В итоге Штрассера, как и Бухарина, стали рассматривать как подлинную историческую альтернативу диктаторам, которые сумели отбросить их на обочину. Если бы Штрассеру сопутствовал успех и ему удалось бы сократить полномочия Гитлера или занять его место в национальной коалиции в начале 1933 года, личная диктатура Гитлера могла бы стать невозможной; если бы Бухарин сумел воспользоваться своим положением «любимца партии», как об этом было сказано Лениным в «завещании», достигнув успеха в продвижении своей версии революции, возможно, Сталин был бы смещен или вынужден принять условия коллективного руководства 111. Не может быть никаких сомнений в том, что истории обоих государств, Германии и Советского Союза, пошли бы совершенно иным путем, если бы те двое получили доверие партий. Однако здесь важно отметить, что предполагаемые выше альтернативы невозможно рассматривать как более приемлемое лицо коммунизма или национал-социализма, слабую тень фанатичной реальности. Штрассер был ярым антисемитом, непреклонным противником марксизма, ревизионистом в вопросах международной политики и противником парламентаризма. Свою карьеру в советской системе Бухарин начал с позиции ультра-революционера, и его приверженность умеренной экономической политике не сделала его большим демократом; будучи членом Политбюро, он оказывал поддержку всем авторитарным решениям, принятым в 1920-х годах. В этом отношении оба они ушли недалеко от Гитлера и Сталина.

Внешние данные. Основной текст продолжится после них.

PR #181, opened 2021-02-23
Updates & fix for sqlsrv extensions

### LINKED ISSUE #179: SQLSRV extension error with libmsodbcsql
Starting with release 0.9.6, getting an error with the SQLSRV layer when connecting with `sqlsrv_connect()`. Using Bref 1.2.0.

```
[{
	"SQLSTATE": "01000",
	"code": 0,
	"message": "[unixODBC][Driver Manager]Can't open lib '\/opt\/microsoft\/msodbcsql17\/lib64\/libmsodbcsql-17.6.so.1.1' : file not found"
}]
```

Downgrading to `bref/extra-php-extentions` 0.9.5 fixes it while still using Bref 1.2.0.

atbreuer11:
This should hopefully fix #179 which seems to be caused by an outdated reference to the driver file

It looks like the new driver file extension has the minor version removed, so hopefully this won't be an issue again
- https://github.com/atbreuer11/extra-php-extensions/blob/4386b3a33363004d23c361673ac3b06d779fbf93/layers/sqlsrv/Dockerfile#L25

I added specific versions for everything as an additional safeguard


atbreuer11:
@chrishanline I'm not sure why your test case from #179 is failing here. I wasn't able to get it to pass locally, though the layer is working for me. Any ideas?

chrishanline:
https://github.com/brefphp/extra-php-extensions/blob/2c5c5ba5ff44e18ab8943cc31582b7cce738e71d/layers/sqlsrv/Dockerfile#L29

https://github.com/brefphp/extra-php-extensions/blob/4386b3a33363004d23c361673ac3b06d779fbf93/layers/sqlsrv/Dockerfile#L25

@atbreuer11 are we sure the ODBC Driver 17 moved from `/opt/microsoft/msodbcsql17/lib64/` as previous to `/opt/bref/lib64/`? the failing test suggests that `ODBC Driver 17 for SQL Server` can't be found and I believe the odbcinst.ini file is what is used to determine the path.

atbreuer11:
@chrishanline Both paths work for me, and neither got the test to pass.

It appears that /usr/lib64/libmsodbcsql-17.so is symlinked to /opt/microsoft/msodbcsql17/lib64/libmsodbcsql-17.#.so.1.1, where the # changed from 6 to 7 (I suspect the root of the problem). Since both the symlink and the original file get copied, I figured to use the former inside odbcinst.ini as it doesn't include the minor version.

However I realized that I could just copy over the configuration files from the installation as the paths are the same. The path used by the installed odbcinst.ini is the /opt one, and it should handle the minor version automatically.

Nyholm:
I like that we specify the exact version of the extensions. Well done. 

Is there any way we can make the test pass? Or is the test wrong?

atbreuer11:
It looks like the unixODBC driver sourced from Microsoft was the culprit, replacing it with the version from amzn2-core/amzn-main gets the test to pass. I retested the extensions and both continue to work.

layers/sqlsrv/Dockerfile
```diff
@@ -3,32 +3,20 @@ FROM bref/build-php-$PHP_VERSION:1.1.4 AS ext
 
 ENV LD_LIBRARY_PATH=/usr/lib:/usr/lib64:$LD_LIBRARY_PATH
 
-RUN curl http://mirror.centos.org/centos/7/os/x86_64/Packages/unixODBC-2.3.1-14.el7.x86_64.rpm > /tmp/unixODBC-2.3.1-14.el7.x86_64.rpm
-RUN yum -y install /tmp/unixODBC-2.3.1-14.el7.x86_64.rpm
-RUN curl http://mirror.centos.org/centos/7/os/x86_64/Packages/unixODBC-devel-2.3.1-14.el7.x86_64.rpm > /tmp/unixODBC-devel-2.3.1-14.el7.x86_64.rpm
-RUN yum -y install /tmp/unixODBC-devel-2.3.1-14.el7.x86_64.rpm
+RUN yum -y install unixODBC-devel
```
Nyholm, line 6: Could we specify a version here?

atbreuer11: I actually did have one specified, but then I noticed that `amzn-main` and `amzn2-core` contain different versions of that driver.
Screen Shot 2021-02-28 at 12 50 52 PM

Nyholm: Oh, Okey. We ware not using amazonlinux:1 anymore, could we keep using 2.3.1-14?

atbreuer11: Sure, I reverted that change

Nyholm:
Wohoo!

Thank you for fixing this.

layers/sqlsrv/test.php
```diff
@@ -1,5 +1,7 @@
 <?php
 
+putenv('ODBCSYSINI=/opt/microsoft/conf/');
```
deleugpn, line 3: Do we need to define this variable on our Lambda function as well?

В конце концов, ни Бухарин, ни Штрассер не проявили себя достаточно сильными личностями, чтобы преодолеть безмерную слабость всей оппозиции, противостоящей будущим диктаторам. Оба представляли собой прямолинейные и немудреные личности, чье прямодушие было серьезным недостатком в тайной и изощренной политической игре, в которую играли с ними Сталин и Гитлер, наслаждавшиеся искусством политики и являвшиеся совершенно безжалостными и беспринципными личностями. Ни у Бухарина, ни у Штрассера не было ни честолюбия, ни достаточной целеустремленности или силы воли, чтобы взять на себя руководство партией, что стало совершенно очевидным после их неуклюжей реакции на конфронтацию в конце 1920-х годов. Их доктринальные отличия от их главных соперников были сильно преувеличены историками, стремящимися подчеркнуть другие возможности выхода из кризисов 1920-х годов 112. Кроме всего прочего, ни один из них не сумел убедить ни партийные массы, ни более широкие слои населения, поскольку не смог успешно донести до их сознания свои обещания. Как Гитлер, так и Сталин через головы других партийных лидеров взывали к рядовым массам, которые в конце концов стали видеть в них незаменимые фигуры для будущего партии. И все же и Штрассер, и Бухарин получили ужасный приговор за то, что стали в истинную оппозицию тому стилю руководства, который был установлен в обеих партиях Гитлером и Сталиным. Штрассера арестовали в его доме 30 июня 1934 года под предлогом того, что он готовил государственный переворот, несколькими часами позже он был расстрелян капитаном СС в подвале штаб-квартиры тайной полиции. Бухарин продолжал цепляться за ограниченную роль в партии, терпя унижения со стороны Сталина на протяжении восьми лет, до тех пор пока в марте 1938 года его не обвинили в контрреволюционной деятельности и в терроризме. Приговоренный к смерти, в ночь расстрела 15 марта 1938 года он написал краткое письмо к Сталину, в котором вопрошал: «Коба, зачем тебе нужна моя смерть?» 113
Стремление взять верх над партией не дает исчерпывающего объяснения, почему надвигалась диктатура, хотя это и было важной предпосылкой. Лучшим объяснением надвигавшихся диктатур были два сильнейших социально-политических кризиса, один в Германии, другой в Советском Союзе. Оба носили исторически четко выраженный революционный характер. В период с 1928 года население Советского Союза пережило огромные социальные потрясения: начало коллективизации, запуск пятилетних планов и непрекращающиеся нападки на культуру, идеи и взгляды, считавшиеся «буржуазными», которые первоначально в 1920-х годах казались режиму терпимыми и пригодными для использования. Так называемая «вторая революция» вернулась на радикальную траекторию и возродила социальные конфликты, бывшие характерными для первых послереволюционных лет гражданской войны, цель преобразований состояла в ускоренном построении социализма. В Германии социально-политический кризис, достигший исключительной остроты, был спровоцирован спадом экономики в 1929 году. Он породил националистическую революцию, полностью отвергающую политическую систему, культуру и социальные ценности республики и ставящую своей целью выбор «истинно германской» модели национального объединения. Революция отметала все «буржуазные» ценности, которые рассматривались как западные, космополитические и сеющие рознь. Возрождение нации трактовалось как возврат к траектории самоутверждения, прерванного войной и последующим поражением.